Der Multimedia Award 2022, den der Studiengang Multimedia Production der Fachhochschule Graubünden seit 2014 vergibt, ist Geschichte. Die Jury, bestehend aus Flavio Bundi, Chefredaktor Radiotelevisiun Rumantsch (RTR), Fabio Emch, Gründer und Inhaber der Agentur Jim & Jim, und Rosie Hörler, Produzentin Radio SRF drei (und selbst Preisträgerin 2021) haben im Zürcher Plaza Klub die drei brillantesten studentischen Multimediaprojekte gekürt. Mit je einem Award* ausgezeichnet wurden die Projekte Out of Jail, die bedrückende Geschichte einer Brieffreundschaft mit einem in den USA wegen Mordes einsitzenden Häftling, Maskerade, eine spielerische Untersuchung dessen, was die Hygienemaske mit uns macht, sowie SIXTH II, ein virtuoser One-shot-Tanzfilm zwischen Euphorie und tiefer Trauer.


Rauschende Party: Die Vergabe der «Weibel-Awards» im Zürcher Plaza-Klub.

Die Plattform Digezz, auf der die Studierenden ihre grossartigen Projekte publizieren, ist nicht einfach etwas mit Multimedia. Digezz ist nichts weniger eine Vorschau auf die Zukunft der Medien.
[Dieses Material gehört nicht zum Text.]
PR #169, opened 2024-01-17
Fixes stability issues with bonsai, session start/stop, and two minor issues

### LINKED ISSUE #45: Relative import statements
- `Foraging.py` and `Dialogs.py` have relative import statements:
    `from Visualizations import PlotV` instead of `from foraging_gui.Visualizations import PlotV`
- relative import statements are not ideal since they can lead behavior that depends on where the function is called from. 
- To fix the code is simple, but the repository needs to be re installed in "editable" mode: `pip install -e .` instead of `pip install .`
   - To be clear, fixing this problem just requires updating the code and re-running `pip install`. However if we run `pip install -e .` then future updates won't require re-running `pip install`

### LINKED ISSUE #166: Bonsai hangs after reconnecting
This happens on `production_testing`. After using the "reconnect bonsai" function, only one trial is generated, and does not effectively start the trial loop. 

To reproduce:
- Open GUI
- hit "start", let trials run, hit "stop" (Not sure if this is necessary or not)
- click "control/reconnect bonsai"
- hit "start", only one trial will be generated

### LINKED ISSUE #167: Stop session does not add any information to the log
- Should log when the user presses the stop button

### LINKED ISSUE #168: Catch exceptions from bad connections to bonsai
I can add logic in the except hook to catch these errors. Set state variables, and alert the user. Even if they have to close the GUI, at least we can save data, and understand what is happening

alexpiet:
  
### Describe changes:
- Changes relative import statements in Foraging.py and Dialogs.py to absolute import statements
- Adds logging information about session start/stop and trial start/stop
- When Bonsai reconnects, and trials have been generated already. The user is warned to start a new session. Otherwise bonsai hangs in a loop. 
- When trials start, either at the start of a new session, or after a pause, we check if the bonsai connection is still active. If not, we stop trials, and warn the user. We specifically check for a ConnectionAbortedError. 
- Catches errors with trial initiation and alerts the user
- Alerts the user if it has been 5 minutes since the last trial started (we can adjust that duration). The use case here is bonsai disconnects, or hangs, or crashes. Or the trial generation loop gets stuck in an infinite loop. The user is prompted to either keep waiting, or stop the trials. 
- Changes the `Box with console.bat` files to stay open after the GUI closes. This is valuable if the GUI crashes and error information is displayed
- Fixes a bug with "Tower" information being requested in the NWB saving step
- Sets the title for the black console window with the current box name

- resolves #45 
- resolves #167
- resolves #166 
- resolves #168

- The GUI should be more stable if Bonsai crashes. 
- If Bonsai crashes when trials are not running, click "Control" then "reconnect Bonsai", then "new session"
- If Bonsai crashes when trials are running, a timeout window will popup and let you force stop the session. Then you can save the session, and then reconnect to bonsai with "Control", then "reconnect Bonsai"

- [x] tested in 447
- [x] Updated the startup .bat files in 447


src/foraging_gui/Foraging.py
```diff
@@ -2307,7 +2333,22 @@ def _StartTrialLoop(self,GeneratedTrials,worker1):
                     # get reward and generate a new trial
                     self.NewTrialRewardOrder=0     
                 #initiate the generated trial
-                GeneratedTrials._InitiateATrial(self.Channel,self.Channel4)
+                try:
+                    GeneratedTrials._InitiateATrial(self.Channel,self.Channel4)
+                except Exception as e:
```
XX-Yin, line 2338: There are other possibilities that you got an error from GeneratedTrials._InitiateATrial(self.Channel,self.Channel4)

src/foraging_gui/Foraging.py
```diff
@@ -392,7 +392,10 @@ def _ReconnectBonsai(self):
         logging.info('attempting to restart bonsai')
         self.InitializeBonsaiSuccessfully=0       
         self._InitializeBonsai()
+        if self.InitializeBonsaiSuccessfully ==1 and hasattr(self, 'GeneratedTrials'):
```
XX-Yin, line 395: What is this doing?

src/foraging_gui/Foraging.py
```diff
@@ -2191,26 +2206,34 @@ def _Start(self):
...
-        if self.StartANewSession==1 and self.ANewTrial==0:
-            self.WarningLabel.setText('Waiting for the finish of the last trial!')
-            self.WarningLabel.setStyleSheet("color: red;")
-            while 1:
-                QApplication.processEvents()
-                if self.ANewTrial==1:
-                    self.WarningLabel.setText('')
-                    self.WarningLabel.setStyleSheet("color: red;")
-                    break
+            self._StopCurrentSession()
```
XX-Yin, line 2213: There is another constraint "self.StartANewSession==1" that is not contained in the self._StopCurrentSession(). We don't need to wait for the finish of the current trial if the Newsession button is not pressed. For example, the Start button is wrongly unpressed and we hope to press it again. 

I suggest we keep the original code.

src/foraging_gui/Foraging.py
alexpiet: You are correct! I've updated this so it now checks for "ConnectionAbortedError".

src/foraging_gui/Foraging.py
alexpiet: I added a comment, but its not showing up in the Files Changed viewer. 

There is a bug #166, where if trials have been generated, and then bonsai reconnects, when new trials are generated the trial loop hangs. I cannot resolve the bug, so I am warning users to start a new session.

src/foraging_gui/Foraging.py
alexpiet: I'm not sure I understand your concern.
All "StopCurrentSession" does is toggle the start button color, and wait for the last trial to finish. This is exactly the logic that was implemented if the Start button was unchecked. 

If the user presses "start" on accident, they can still press "Start" again to resume trials. This code update doesn't impact that.

alexpiet:
@XX-Yin This is ready for you to review again, I've made a lot of changes.

XX-Yin:
> @XX-Yin This is ready for you to review again, I've made a lot of changes.
> 
> One question for you: What should the time-out duration be? Right now I set it to 5 minutes without the trial ending.

5m is good. We will not have trial longer than that

src/foraging_gui/Foraging.py
XX-Yin: If there is no constraint "self.StartANewSession==1", when you click the "Start" button when "self.ANewTrial==1", you will get an error like below:

MicrosoftTeams-image (1)

XX-Yin: We still need to add constraint "self.StartANewSession==1. 

The other modifications look good!

alexpiet:
@XX-Yin identified a bug in my code where if the user hits the start/stop button many times the "StopCurrentSession" process will eat up memory the GUI will crash. To be clear this will only happen if the user is spamming the button 100+ times. We stopped this by only triggering the "StopCurrentSession" process when we want to start a new session. 

@XX-Yin I tested our update, and everything looks good. If you approve I will merge this in after the weekly production merge

PR #172, opened 2024-01-19
Major refactor of the GUI

### LINKED ISSUE #170: Reorganize GUI
- See this discussion https://github.com/AllenNeuralDynamics/aind-behavior-blog/discussions/102

hanhou:
### Describe changes:
Reorganized the main GUI and the AutoTrain GUI.
- Now it's much easier to control multiple GUIs with one screen
- The GUI is now responsive, i.e., supports dynamic scaling
- Tabs and scrollable areas make button placement and information display much cleaner and more streamlined.

This screenshot shows two GUIs running side-by-side, leaving room for camera views in the bottom. Note they are on different "tabs".

image

And the user can freely resize the GUI without blocking important information and control buttons

image

Together with the updated AutoTrain dialog

image

- resolves https://github.com/AllenNeuralDynamics/aind-behavior-blog/discussions/102
- resolves #170 
- resolves https://github.com/AllenNeuralDynamics/aind-behavior-blog/issues/128
- resolves https://github.com/AllenNeuralDynamics/aind-behavior-blog/issues/129 

- Although there is no change in functionality, experimenters may need some time to familiarize themselves with the new configuration
- Bug reports and feedback from the experimenters are important.

- [x] tested on my PC
- [x] test in 447-2-D with Travis


alexpiet:
This looks great! Thanks for doing the detailed work. Lets get @XX-Yin's approval before we merge, since he will also be using the GUI on the ephys computer

ellahiltonvano:
This looks great, Han, thank you so much! We will provide feedback as we begin to use it, but I already think it will be much more functional!

avalon-amaya:
This is amazing thank you!

XX-Yin:
These changes look great for use in the training box. However, it is better to access most of the information (training parameters, stage control, optogenetics, visualization panel...) from the main window, since we need to check them frequently. We also have a screen dedicated to behavior in the ephys room. We should figure out how to reconcile these two configurations (ephys and training). Sorry, I'm unable to approve the pull request at this time even it's great for behavior training as it will take more time to make an ephys version based on it.

hanhou:
Since eventually we don't have to (and should not) change any training parameters or lickport position during ephys recording, I don't see a long term need for an ephys-specific version that has all information in one page like before. Even if you have some ephys-specific "plugins", it would be still better to build upon the new responsive and tab design. So for now, I would suggest we merge this PR to enhance the user experience in the behavior room first. Then you could take your time to adapt it for the ephys rig if necessary (by loading rig-specific ui etc).

alexpiet:
@XX-Yin @hanhou Lets discuss this in person on monday. I think maintaining to versions of the GUI for ephys and behavior is going to be a huge headache. I bet we can find a streamlined version of the GUI that works for both.

XX-Yin:
Yes, let's discuss on Monday. One solution is to maintain two ForagingGUI.ui (one for training rig and one for ephys rig). We can use one of them when we open the GUI.

hanhou:
Tested the new GUI on Rig 2D with Travis.

hanhou:
I have tested this new GUI in 447-2-D. Per discussion #178, I'm merging this to `production_test` now

alexpiet:
Oh, I thought the idea was to merge it tomorrow after the production merge, so it gets tested next monday. I guess having Travis test it today is sufficient.

hanhou:
Oh sorry I messed up with the standard procedure. We should not merge anything to production branch until the last one is merged to main, right? Should I reverse it?

alexpiet:
Yes, the standard procedure would be to not merge things to production_testing between monday morning (when the testing rig updates to production_testing) and tuesday (after the production_merge). 

If you want to be a super rule-follower you can reverse it. But since travis tested it with a live mouse today, and we are not quite back to normal procedure, I think its OK to keep the PR as - is. Your call

hanhou:
Okay, I'll keep the PR as it is this time and will not merge anything between Monday morning and Tuesday in the future.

* Dem Preis, bisher stets «Digezz-Award» oder «Multimedia-Award» genannt, haben die Studierenden dieses Jahr (ohne mein Wissen, geschweige denn meine Zustimmung) offiziell einen neuen Namen gegeben. Er hört neu, horribile dictu, auf den Namen «Weibel-Award».

Armbrust

Wilhelm Tell ohne Armbrust ist wie Helvetia ohne Schild. Die Armbrust ist die Nationalwaffe der Schweiz. Wer hat’s erfunden? Die Schweizer? Nicht ganz. Das Wort stammt von der lateinischen arcubalista ab, der Bogenschleuder der Antike. Weil das aber im Mittelalter keiner mehr verstand, wurde der Anfang zu «Arm», und zusammen mit berost, mittelhochdeutsch für «Ausrüstung» oder «Waffe», ergab das am Ende unsere Armbrust. Mein neuer Text im Blog des Schweizerischen Nationalmuseums und auf Watson.

 
 
 
 
 
 

1:51

Dieser Beitrag (mp3) entstand im Auftrag von Radio SRF 2 Kultur und wurde am 9. April 2015 in der Rubrik «100 Sekunden Wissen» ausgestrahlt.

Glamhack 2022

Alle Jahre wieder: Bereits zum achten Mal hat der Swiss Open Cultural Data Hackathon stattgefunden, dieses Jahr an der Scuola universitaria professionale della Svizzera italiana (SUPSI) in Mendrisio TI. Zusammen mit der Interaction-Designerin Dirshti Gopwani habe ich meine Webapp «Mont» weiterentwickelt, eine browserbasierte App, die anvisierte Hügelkuppen und Berggipfel identifizieren sowie die jeweilige Entfernung und Gipfelhöhe angeben kann. Und auch wenn das Projekt geworden ist, was man einen erfolgreichen Fehlschlag nennt – die App läuft nur auf iOS-Geräten, und die Smartphone-Sensorik ist in vielen Fällen zu ungenau –, so hat die Arbeit doch einen Heidenspass gemacht. Auf den nächsten «Glamhack» im kommenden Jahr!


Mit der Webapp «Mont» den gewünschten Gipfel anvisieren, roten Button drücken, Gipfelnamen, -distanz und -höhe ablesen. Unten links gibt ein Kompass die Blickrichtung an, unten rechts zeigt ein Höhenmesser die eigene Höhe über Meer.